Although the transfer apparatus 10 has been described above performing a transfer operation in which the bottles are placed on a cooling track conveyor 14, it can also be used to unload or remove bottles from the delivery end of the cooling track conveyor. In such a case, the course of movement of the carriage 22 would have to be reversed, so that the recording heads 20 in the opposite direction of FIG. 2 follow the running transfer path. The sequence of the vacuum control would also have to be reversed, so that the pick-up heads are "excited" in the position above the cooling conveyor and "de-excited" in the position above the cross conveyor. In order to correctly time the "excitation" of the pick-up heads above the cooling track conveyor, a photodetector arranged next to the pick-up position at the delivery end of the cooling track conveyor can be used to scan a light beam interrupted by the row of bottles to be picked up.

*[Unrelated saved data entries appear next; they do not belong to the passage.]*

PR #500, opened 2020-01-29
Fix release note

imbyungjun:
* update release note

### DIFF
--- a/RELEASE-NOTE.md
+++ b/RELEASE-NOTE.md
@@ -4,6 +4,7 @@
  is the bug fix release.
 - Changes
   * Make default groovy maven project pom.xml work correctly.
+  * Drop SSLv2Hello protocol.
 
 - Bug Fix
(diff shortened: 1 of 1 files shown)


RELEASE-NOTE.md
```diff
@@ -4,6 +4,7 @@
  is the bug fix release.
 - Changes
   * Make default groovy maven project pom.xml work correctly.
+  * Add SSL JVM arguments.
```
donggyu04: We actually use this arguments when make new worker process.

https://github.com/naver/ngrinder/blob/develop/ngrinder-core/src/main/java/net/grinder/engine/agent/AgentImplementationEx.java#L235

what about `Add SSL related JVM arguments to worker process command`?

imbyungjun: Change to `Drop SSLv2Hello protocol.`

The pick-up heads 20 can be modified to either reject bottles or slide them on the conveyors. According to FIG. 4, an electromagnet 150 has an actuating piston formed by an armature 152. This magnet is sealed in the body 50 of the pickup head and is selectively energized by being connected in series with a control switch 154 and a battery 156 so that the armature or piston 152 urges the flap 82 into the open position. In the case of a bottle B pressing against the actuating rods 90 and 92, whereby the flap should actually be opened, the magnet 150 now prevents the flap from being displaced or opened and the required vacuum being built up in the cavity 68 in order to keep the bottle head to include. As long as the control switch 154 of this pick-up head remains switched on, all bottles aligned with this pick-up head are simply pushed away or can also fall from a conveyor belt into a waste funnel or the like between the two conveyors. This valve retention device is particularly useful where one form of molding machine is not working properly and is consistently making a defective bottle. Since the bottles produced by a mold always appear at the same point in each series or group of bottles picked up by the transfer device 10, the same pick-up head is positioned opposite a defective bottle each time it is transferred. As long as the control switch 154 for the recording head in question remains closed, the faulty bottle is rejected.

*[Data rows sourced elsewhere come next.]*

PR #510, opened 2020-03-02
fix Index-Developer Resources-More... Open link error

lingsoul:
fix Index-Developer Resources-More... Open link error


donggyu04:
@lingsoul 
It seems your base branch is not develop.
so many changes in this PR.

PR #515, opened 2020-03-02
fix Index-Developer Resources-More... Open link error

lingsoul:
fix Index-Developer Resources-More... Open link error

PR #516, opened 2020-03-02
Add resource url link to home panel

donggyu04:
Add resource url link to home panel.


donggyu04:
This should merge first before take #515.

imbyungjun:
How about changing here to use prop`seeMoreResourcesUrl`?
https://github.com/naver/ngrinder/blob/171975bf0e0574cb26b9aa7139256f40e0a8ac32/ngrinder-frontend/src/js/components/Home.vue#L21

PR #518, opened 2020-03-03
fix Index-Developer Resources-More... Open link error use new PR

lingsoul:


donggyu04:
@lingsoul 

Thanks :)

For this purpose 3 sheets of drawings

Claims (3)

Patent claims: 1. Device for transferring objects arranged in groups, such as. B. Containers, between two locations or conveyors, with a movable transfer carrier on which in series side by side several recording heads are arranged, each of which with a vacuum source connected, and in which the receiving heads each have a support member which at least partially comprises an object and a through the object to be detected controllable valve, which is located between the vacuum source and the holding opening of the carrier member is located in each pickup head, characterized by a retaining device (150, 152, 156, 154) in each receiving head (20) through which the associated valve (80) can be determined in its closed position. 2. Apparatus according to claim 1, characterized in that the retaining device consists of a an electromagnet (150) which can be switched on by a switch (154) and which is in the switched-on state an armature (152) in a position that can lock the valve (80) in its closed position holds. 3. Apparatus according to claim 1 or 2, characterized in that the valve (80) is designed as a flap valve, its flap (82) pivotable about a horizontal axis (84) and under the weight of its upper part protruding over this axis (tilting weight 86) , to which a horizontal feeler pin (90) that can be acted upon by the object to be transported (bottle B) for the purpose of opening the valve is connected, can be held in the closed position, the armature (152) acting on the rear side under the action of the electromagnet (150) of the upper part (tilting weight 86) can be brought to counteract the action of the object on the feeler pin (90) of the flap valve.